Wenn eine(r) mit will, mal mailen/posten.
Start: Gehlenbeck
Treffen: so 10km nach Osten oder Westen ist OK.
Tempo bitte gaanz moderat...


----------



## mxraven (18. Februar 2007)

Wetter Gut - Leute Gut - Strecke Gut! Hat sich für mich gelohnt! Vielleicht bis zum nächsten mal! 

@dem Besitzer der Digi-Cam: Könntest Du bei Gelegenheit das Gruppenfoto vorm Kaiserdenkmal mal hochladen oder posten. Das möchte ich gerne haben. !!!Vielen Dank!!!


----------



## Downhillfaller (18. Februar 2007)

mxraven schrieb:


> Wetter Gut - Leute Gut - Strecke Gut! Hat sich für mich gelohnt! Vielleicht bis zum nächsten mal!



Schließe mich dem an. War echt gut mal andere Bäume und Wanderer zu sehen  

Dank an Exto für den Guide  

Bis zum nächsten Mal

Downhillfaller


----------



## schappi (19. Februar 2007)

hallo Leute,
ich bin der mit der Digicam.
ich werde die Bilder hier diese Woche einstellen. Wahrscheinlich Dienstag.

Mir hats als Gruppenopa auch viel Spass gemacht.
Das nächste Mal könne wir uns im Deister treffen, dann machen ich oder Downhillfaller den Guide
Gruß
Schappi


----------



## exto (19. Februar 2007)

Downhillfaller schrieb:


> Schließe mich dem an. War echt gut mal andere Bäume und Wanderer zu sehen



 Vor allem, wenn's fast mehr Wanderer als Bäume sind. Als ich auf dem Parkplatz angekommen bin, hab ich schon das Schlimmste befürchtet. Dafür fand ich's dann aber unterwegs echt entspannt. Waren wohl (fast) alle von akuter Frühlings-Laune befallen.

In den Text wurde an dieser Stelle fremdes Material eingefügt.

PR #608, opened 2015-06-28
DNN-7176: Fix data type

sleupold:
Make sure, compared value is of correct data type, use UniCode where appropriate


zyhfish:
why there have CREATE, DROP, CREATE? maybe the first CREATE is no need.

sleupold:
agreed

cpaterra:
@zyhfish Can you please remove the initial create and merge this? Thanks.

sleupold:
should the function stay inside DNN Core or be moved to SiteLog module repository (which is still empty)?

PR #609, opened 2015-06-29
DNN-7135: add cache on get toasts api.

zyhfish:


jbrinkman:
@zyhfish We are not doing pull requests right now for Performance enhancements which are part of our testing efforts under the 'Steroids' epic.

Issue #5266, opened 2022-09-05
Upgrade to v9.11.0-rc2 may delete DLLs from DNN-Extensions like 2sxc with Imageflow


BeniFreitag:
## Description of bug
The Upgrade Wizard deletes DLLs from extensions, so the whole DNN application may not work after the upgrade completed.

## Steps to reproduce
1. Install DNN 9.6.0 with 2sxc 13 (or newer). It will place these files into the bin-folder: Imageflow.Net.dll, Imazen.Common.dll, Imazen.HybridCache.dll and Imageflow (entiry folder)
2. Unzip the DNN Upgrade Package
3. Run the Upgrade Wizard
4. When the Upgrade Wizard completed, the DNN-Application will not start anymore

## Current behavior
DNN application does not start anymore. Error because of missing DLLs.

## Expected behavior
DNN upgrade should not delete DLLs from DNN-Extensions.

## Error information
Error when the Upgrade Wizard completed:
`Could not load file or assembly 'Imazen.Common, Version=1.0.0.0, Culture=neutral, PublicKeyToken=null' or one of its dependencies. The system cannot find the file specified.`

## Additional context
2sxc ships with Imageflow (till version 12) and/or Imazen (version 13+). The installation places additional DLLs into the bin folder. They're own assemblies and not shared with other extensions.

## Affected version

* [x] 09.11.00 release candidate 2

## Affected browser

* [x] Chrome

david-poindexter:
[DNN 9.11.0 RC 3](https://github.com/dnnsoftware/Dnn.Platform/releases/tag/v9.11.0-rc3) is now out.  I am not sure if this is still an issue there or not, but you may want to try that to confirm or deny the existence of the issue.

valadas:
I don't know of any change in 9.11.0 that could cause this. I may be wrong but nothing pops to mind. Before trying another upgrade can you ensure that your install/modules folder has no other .zip files my guess here is that maybe there was some stray 2sxc version of an older or newer version in there that triggered those deletions maybe...

BeniFreitag:
The DLLs are deleted after the Upgrade Wizard has completed, after I click _Visit Website_. It seems there's something in the application startup. [I recorded the behavior here](https://www.screencast.com/t/eRXzFC0gxdz).

[...]

PR #5277, opened 2022-09-06
Fix issue with resources manifest from DNNSecurityHotFix20171

donker:
This fixes issue #5266

DNNSecurityHotFix20171 was badly packaged. Other similarly badly packaged modules might be impacted by uninstalling this module with "delete files" set. So to remedy this, the package is now uninstalled with delete files set to false and then the remaining dll is deleted if present.


mitchelsellers:
@donker It looks like the build broke

valadas (approved):
That look good to me

bdukes (approved):

Issue #5274, opened 2022-09-06
[v9.11.0-rc4] Folder icon for custom folder provider fails to load


lanthonyneville:
## Description of bug
Folder icon for custom folder provider fails to load (404) within the new Resource Manager module. The issue appears to be due to the Resource Manager module requesting the image with .svg extension, when it is defined in the folder provider code (and installed on disk) as .png.

## Steps to reproduce
1. An existing custom folder provider is installed which defines the folder icon path as ~/Providers/FolderProviders/TfsFolderProvider/icon-asset-manager-tfs-folder.png (see code image below)
2. After upgrade to v9.11.0-rc4, within the new Resource Manager module, the folder icon image is broken (see image below)

## Expected behavior
The folder icon should display as it did before the v9.11.0-rc4 upgrade. No change to folder provider code should be required.

## Screenshots
![image](https://user-images.githubusercontent.com/22200046/188649044-b5d60d6d-95d5-4d78-aebc-66a6850d7bb4.png)
![image](https://user-images.githubusercontent.com/22200046/188649999-a1433e1d-7e0c-4632-8d03-ca7348a28f69.png)
![image](https://user-images.githubusercontent.com/22200046/188650138-85b3be03-e778-49a3-af70-f5f85fc6b6da.png)

## Affected version
[ X ] 09.11.00 release candidate

valadas:
If memory serves good, it should look for an SVG and if not found use the png of the same name, but I will try that scenario and report back, maybe we missed something in that logic...

valadas:
Should be resolved in RC5, please comment if you can still reproduce the issue and we'll be happy to reopen
https://github.com/dnnsoftware/Dnn.Platform/releases/tag/v9.11.0-rc5

lanthonyneville:
I installed RC5 and yes, the icons are now loaded, thanks. Also I can see the Add Folder Type button, which is a good catch!

One thing - in both the left and right panels, the image is rendered with no resizing. In my case the icon I provide is a different size than the default so it looks too big in the left panel and too small in the right. Can you force resizing to 20x16px in the left and 50x40px in the right so it looks consistent? I'll open another issue for this if you need.

lanthonyneville:
> I installed RC5 and yes, the icons are now loaded, thanks. Also I can see the Add Folder Type button, which is a good catch!
> 
[...]

PR #5282, opened 2022-09-09
Fixed an issue where folder provider icons would not show

valadas:
Closes https://github.com/dnnsoftware/Dnn.Platform/issues/5274

The new logic is as follows:
1. If we don't have any folder mapping info, we show the standard folder svg
2. If we have in the resource manager an svg for the provider, we use that one (usually nicer and we have one for our own Azure provider connector)
3. If the provider has one, we use the one the provider dictates
If all else fails, we use the standard svg one.

In addition to this, I also added a button so users can create new folder mappings (totally forgot about that part when implementing the feature).


valadas:
This PR was already submitted but incorrectly targetted `develop` instead of `release/9.11.0` branch.

It is OK to have it in both but right know this was not on this branch and I kinda need it for my next PR.

I am self-merging it as it was already approved.

PR #5292, opened 2022-09-12
Fix for #5291: Non-Integer Thumbnail Sizes Break API Calls

### LINKED ISSUE #5291: Non-Integer Thumbnail Sizes Break API Calls
## Description of bug
Non-Integer Thumbnail Sizes Break API Calls

## Steps to reproduce

1. Try zooming out several times in your browser.
2. Reload a DNN Page with the Assets page of the Persona Bar open.
3. If the thumbnails fail to load, look in the network tab for the failing calls.

It is easy to reproduce the failed API calls with non-integer parameters: make an API call to http://{your dnn install}.dnndev.me/DnnImageHandler.ashx?mode=securefile&fileId={a file id}&MaxWidth=74.98&MaxHeight=42.01

## Current behavior
API calls return with HTTP 500

## Expected behavior
API parses the non-integer parameters and returns thumbnail based on rounded dimensions

## Screenshots
See here https://docs.google.com/document/d/1DgWvWwNloNGleA7zpt6sqb4fT_W1V9gSwzmZhRBWKBg/edit

## Error information
n/a

## Additional context
n/a

## Affected version

* [x] 10.00.00 alpha build
* [x] 09.11.00 release candidate

## Affected browser

* [x] Chrome
* [ ] Firefox
* [ ] Safari
* [ ] Internet Explorer 11
* [ ] Microsoft Edge Chromium

v-karbovnichy:
Fixes #5291

## Summary

Implements a function ParseDimension to allow non-integer values for width and height, return a rounded value when decimals are used, and a DefaultDimension value when it is not a number.

Unit tests added.


dnfadmin:
[CLA assistant check](https://cla.dotnetfoundation.org/dnnsoftware/Dnn.Platform?pullRequest=5292) <br/>Thank you for your submission, we really appreciate it. Like many open source projects, we ask that you sign our [Contributor License Agreement](https://cla.dotnetfoundation.org/dnnsoftware/Dnn.Platform?pullRequest=5292) before we can accept your contribution.<br/><br/>:x: v-karbovnichy [sign now](https://cla.dotnetfoundation.org/dnnsoftware/Dnn.Platform?pullRequest=5292)<br/><sub>You have signed the CLA already but the status is still pending? Let us [recheck](https://cla.dotnetfoundation.org/check/dnnsoftware/Dnn.Platform?pullRequest=5292) it.</sub>

mitchelsellers:
This is a behavior change for sure, I think we need to hold/merge this with a 10.0.0 release.  But option to discussion

valadas:
@mitchelsellers it looks to me like this is a bugfix, previously it would return a 500 and now it returns a sensible dimension. My only concern is performance, but this method should not be hammered much and it has client cache enabled by default. Unless I am missing something...

mitchelsellers:
@valadas I could see that, but we are going from "it must be an integer or it will error" to "it could be any type of number and we guess, or fall back"

v-karbovnichy:
@mitchelsellers I was initially against such code change (quoting internal ticket discussion):
>I think the backend API is totally fine to throw HTTP 500 when the caller asks to get a thumbnail with non-integer width and height, because the resulting image has discrete dimensions. It’s simply a violation of the API contract to ask for an image with non-integer size.

but then got a guidance from my top management which I had to follow:
>Why do I disagree with the rationale: the backend needs to be robust and always return a thumbnail. No thumbnail is worse than rounding up/down and breaking the layout, which would be broken anyway " for some customers when they heavily adjust the zoom and text-size on their browser."

valadas:
Yeah, I agree that I would prefer for the calling code to send an integer there.

bdukes:
@v-karbovnichy this branch now has conflicts, and the maintainers haven't been given access to make changes to the branch, so we can't merge this PR. Please merge these changes with `develop` and then we can merge the PR. Thanks!

v-karbovnichy:
@bdukes I had resolved the conflict, please proceed.

bdukes (approved):

PR #5297, opened 2022-09-13
Exclude web.*.config from distribution zips

donker:
As the title says


Build/Tasks/packaging.json
```diff
@@ -48,6 +49,7 @@
     "/favicon.ico",
     "/Robots.txt",
     "/web.config",
+    "/web.*.config",
```
bdukes, line 52: We shouldn't need this line. This is only what we need to exclude from the install package, the install excludes are applied automatically, https://github.com/dnnsoftware/Dnn.Platform/blob/e0b483e06c4c0a26ed3c6b27598c05436b0db3a5/Build/Tasks/CreateUpgrade.cs#L28-L30
```suggestion
```

bdukes (approved):
Thanks!

mitchelsellers (approved):

PR #5314, opened 2022-09-22
Include SharpZipLib package

bdukes:
Resolves issue mentioned at https://github.com/dnnsoftware/Dnn.Platform/pull/5185#issuecomment-1254967053

## Summary
In #5185 SharpZipLib was removed as a dependency of DNN (except where required by deprecated APIs). A library package was introduced to manage upgrading the dependency, but that package was mistakenly left out of the distribution. This PR resolves that oversight.


david-poindexter (approved):
Good catch @bdukes 🎉

mitchelsellers (approved):

PR #5351, opened 2022-10-23
Fixed an issue where resource manager would not have appropriate root folder

### LINKED ISSUE #4825: Resource Manager module in Group mode allows user to navigate outside of their Group folder
## Description of bug
ResourceManager module in Group mode allows the user to navigate back up the folder tree. I would expect it to not allow this so the user can only see what's in their group folder.

## Steps to reproduce
1. Add the Resource Manager onto the Group Activity page of a DNN install.
2. Via the Resource Manager module settings, set the Mode to "Group" and save.
3. Visit the page via the Groups Directory and it will set the default folder of the Resource Manager to the appropriate Groups folder.
4. Via the Folder tree control in the header of the Resource Manager module, you can navigate back up the folder tree.

## Current behavior
Allows a group user to navigate outside of their group folder.

## Expected behavior
Lock the user into the Group folder

## Affected version

* [ ] 10.00.00 alpha build

valadas:
Resolves an issue where in group/user/folder mode the folder list would always start at the site root instead of the folder dictated by the module settings.

Closes #4825

User mode:
image

Site Assets:
image

Global Assets:
image

Group mode:
image

Specific folder mode:
image


david-poindexter (approved):
This is FANTASTIC @valadas - thank you!!!

mitchelsellers (approved):

mitchelsellers:
@valadas Looks like we have a build error

PR #5368, opened 2022-11-02
Modify Next Button on install wizard

uzmannazari:
## Summary
Modification of the next button in the get package information step, whose name could not be called from language resource files and could not be translated in multilingual portals.

### DIFF
--- a/Dnn.AdminExperience/ClientSide/Extensions.Web/src/components/InstallExtensionModal/index.jsx
+++ b/Dnn.AdminExperience/ClientSide/Extensions.Web/src/components/InstallExtensionModal/index.jsx
@@ -149,7 +149,7 @@ class InstallExtensionModal extends Component {
                 onCancel={this.cancelInstall.bind(this)}
                 installationMode={true}
                 onSave={this.goToReleaseNotes.bind(this)}
-                primaryButtonText={Localization.get("Next")}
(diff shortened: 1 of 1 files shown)


mitchelsellers:
Can we get more detail on this particular change?  I don't see any addition to the resource files to then set this value, yet it was pulling from localization files already.

uzmannazari:
{Localization.get("Next.Button")} just added. 
The element is already available in the language resource file

valadas (approved):
Correct, fiund it here https://github.com/dnnsoftware/Dnn.Platform/blob/06e467e84fad58805e0fb04b10ec49d09e9a7144/Dnn.AdminExperience/Dnn.PersonaBar.Extensions/admin/personaBar/Dnn.Extensions/App_LocalResources/Extensions.resx#L1068

LGTM

mitchelsellers (approved):
Thanks for the extra information that this was already in the language pack

uzmannazari:
> Correct, fiund it here
> 
> https://github.com/dnnsoftware/Dnn.Platform/blob/06e467e84fad58805e0fb04b10ec49d09e9a7144/Dnn.AdminExperience/Dnn.PersonaBar.Extensions/admin/personaBar/Dnn.Extensions/App_LocalResources/Extensions.resx#L1068
> 
> LGTM

Thanks mr @valadas and @mitchelsellers

PR #5369, opened 2022-11-02
Modify search placeholder

uzmannazari:
## Summary
Modification of pages search place holder that can be read from language resource files.

### DIFF
--- a/Dnn.AdminExperience/ClientSide/Pages.Web/src/components/SearchPage/SearchPageInput.jsx
+++ b/Dnn.AdminExperience/ClientSide/Pages.Web/src/components/SearchPage/SearchPageInput.jsx
@@ -44,7 +44,7 @@ class SearchPageInput extends Component {
                             value={this.state.searchTerm}
                             onChange={this.onSearchFieldChange.bind(this)}
                             onKeyPress={(e) => { e.key === "Enter" ? this.props.onSearch(this.state.searchTerm) : null; }}
-                            placeholder="{Localization.get("Search")}" />
+                            placeholder={Localization.get("Search")} />
                     </div>
                     {this.state.searchTerm ?
                         <div
--- a/Dnn.AdminExperience/ClientSide/Pages.Web/src/components/SearchPage/SearchPageInput.jsx
+++ b/Dnn.AdminExperience/ClientSide/Pages.Web/src/components/SearchPage/SearchPageInput.jsx
@@ -44,7 +44,7 @@ class SearchPageInput extends Component {
                             value={this.state.searchTerm}
                             onChange={this.onSearchFieldChange.bind(this)}
                             onKeyPress={(e) => { e.key === "Enter" ? this.props.onSearch(this.state.searchTerm) : null; }}
-                            placeholder="Search" />
+                            placeholder="{Localization.get("Search")}" />
                     </div>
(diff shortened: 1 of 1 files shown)


mitchelsellers (changes requested):
Similar question to the other PR if you are moving this to be pulled from localization we need to update the localization files to include this element.

uzmannazari:
> Similar question to the other PR if you are moving this to be pulled from localization we need to update the localization files to include this element.

The element is already available in the language resource file

valadas (approved):
Yep appears to be here https://github.com/dnnsoftware/Dnn.Platform/blob/935540d3d05905113532586fe7285e74abbfe137/Dnn.AdminExperience/Dnn.PersonaBar.Extensions/admin/personaBar/Dnn.Pages/App_LocalResources/Pages.resx#L177

Looks good to me

mitchelsellers (approved):

Dnn.AdminExperience/ClientSide/Pages.Web/src/components/SearchPage/SearchPageInput.jsx
```diff
@@ -44,7 +44,7 @@ class SearchPageInput extends Component {
                             value={this.state.searchTerm}
                             onChange={this.onSearchFieldChange.bind(this)}
                             onKeyPress={(e) => { e.key === "Enter" ? this.props.onSearch(this.state.searchTerm) : null; }}
-                            placeholder="Search" />
+                            placeholder="{Localization.get("Search")}" />
```
valadas, line 47: I don't think the double-quotes should be kept here, did you test this out ?

valadas (changes requested):

Dnn.AdminExperience/ClientSide/Pages.Web/src/components/SearchPage/SearchPageInput.jsx
uzmannazari: No, unfortunately, I could not test. I do not have the test conditions.

valadas:
You just have to run ./build.ps1 and get the installer from the artifacts folder and install a site with it. I am pretty sure those quotes need to be removed or it will just literally show that text.

Dnn.AdminExperience/ClientSide/Pages.Web/src/components/SearchPage/SearchPageInput.jsx
david-poindexter: > I don't think the double-quotes should be kept here, did you test this out ?

I agree 100% regarding the outer quotes.

david-poindexter:
The build is failing anyway.  I am pretty sure those outer quotes need to be removed.

Dnn.AdminExperience/ClientSide/Pages.Web/src/components/SearchPage/SearchPageInput.jsx
mitchelsellers, line 47:
```suggestion
                            placeholder={Localization.get("Search")} />
```

uzmannazari (commented):
I cant test personabar but i think this will work fine

mitchelsellers (approved):

valadas (approved):

PR #2375, opened 2026-02-11
Add `about` attribute to `ModelSpec` and use it in reports

### LINKED ISSUE #2052: Model specs should include a model description
## Background/Motivation
The `ModelSpec` stores structured model metadata, including both a name and description (the `about` attribute) for model inputs and outputs. The model itself has an id and a title, but no description. As we move towards thinking of models as interchangeable, reusable components, this seems like a useful attribute to add.

This occured to me because of experimenting with `pywps` with the goal of developing an invest server. A pywps `Process` (which would correspond to a single model) takes an `abstract` attribute, for which we currently don't have anything to provide.

The style and length of the description can be pretty open-ended but I would suggest just a few sentences describing the model's general purpose and primary results.

## Description
Add an `about` attribute to the `ModelSpec` class which contains a description or abstract of the model's purpose.

### LINKED ISSUE #2341: Reports: add model descriptions for SDR and NDR
CV and Carbon have model descriptions now as short paragraphs at the top of the report. SDR and NDR should probably have them too.

davemfish:
I set out to just add model descriptions to the SDR and NDR reports, and then decided to do that using the `ModelSpec`. The `about` attribute of the spec is optional, but will instantiate to an empty string if it is missing.

image

Fixes #2341 
Fixes #2052 

Workbench tests failing due to #2376 

## Checklist


tests/reports/test_carbon_template.py
emilyanndavis: Probably safe to remove this mocked `model_description` now.

tests/reports/test_coastal_vulnerability.py
emilyanndavis: I think we can remove this mocked `model_description`, too.

PR #2377, opened 2026-02-12
Reports: add report filename and InVEST version; remove old report from carbon model spec

### LINKED ISSUE #2350: Reports: Include InVEST version in the report
As InVEST reports—and InVEST models—evolve over time, it might be handy to be able to look at a report and quickly determine what version of InVEST was used to generate it.

We already print a line at the end of the page that includes the path to the reporter module and a timestamp. We could add the version number to that line, or maybe even print it in lieu of the reporter filepath, which might not be useful to many users (and may even be something some people wouldn't want to share).

### LINKED ISSUE #2367: Carbon: `report.html` in output spec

Was mich allerdings nachdenklich gestimmt hat (konnte ich gut beobachten, weil ich fast immer vorn gefahren bin), war der fast durchgängige Umgang der älteren Damen mit ihren Ehemännern: Biker klingelt - Frau dreht sich um - Frau zerrt den Mann (rüde am Oberarm gepackt) in die Büsche - Mann lächelt versonnen dem Biker hinterher. Ich fürchte, da muss ich das Verhalten meiner Freundin in den nächsten Jahren genau im Auge behalten und eventuell rechtzeitig gegensteuern   

Mir hat's übrigens auch prächtig gefallen. Nur das Bierchen am Schluss hätte ruhig noch n bisschen sonniger ausfallen können.

Gruß

Axel


----------



## slaine (19. Februar 2007)

Servus,

muss den anderen auch beipflichten, war eine sehr schöne Tour - danke an Exto und Petrus   Werd heut abend meine Bilder hochladen.

Marco


----------



## MTB-News.de




----------



## MTBSören (19. Februar 2007)

Auch von mir ein großes Danke an exto und den Rest, Wetter gut, Strecke gut, Leute gut sind gerne wieder dabei freue mich schon auf die Fotos


----------



## schappi (19. Februar 2007)

Hallo Leute
hier die Bilder:








Gruß Schappi

P:S in meiinem Album sind noch mehr


----------



## slaine (19. Februar 2007)

noch ein paar bilders:


----------



## exto (19. Februar 2007)

Seeehr schön!

Da könnte ich gleich wieder Losfahren...

Allerdings stimmt entweder mit dem Sucher an Schappis Digicam nicht, oder mit der Frau, die uns so willig zu Diensten (fotomäßig) war: Schöne Mülltonne, schöne Felsen, kein Sören...


----------



## slaine (20. Februar 2007)

ist er nicht ganz rechts? Zieh mal dein Fenster ganz auf


----------



## schappi (20. Februar 2007)

Exto 
auf dem Gruppenbild sind 8 Leute.
Wahren wir mit 9 unterwegs? Also ich vermisse auf dem Foto niemanden
Gruß
Schappi
P:s was macht das Detailbild von deiner Hühnerkralle, willst du das noch posten?


----------



## MTB-News.de




----------



## exto (20. Februar 2007)

Jetzt weiß ich endlich, wozu dieser komische blaue Balken unten ist...  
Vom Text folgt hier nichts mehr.